**Task objective:** The reply should hold every line of the data, unchanged and complete.

**Supplied material:**
▬▬▬

PR #1197, opened 2018-11-09
Prefix subscription with destination in binder

### LINKED ISSUE #1184: Pub/Sub binder should prefix subscription name with destination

▬▬▬

**Answer area:**
PR #1197, opened 2018-11-09
Prefix subscription with destination in binder

### LINKED ISSUE #1184: Pub/Sub binder should prefix subscription name with destination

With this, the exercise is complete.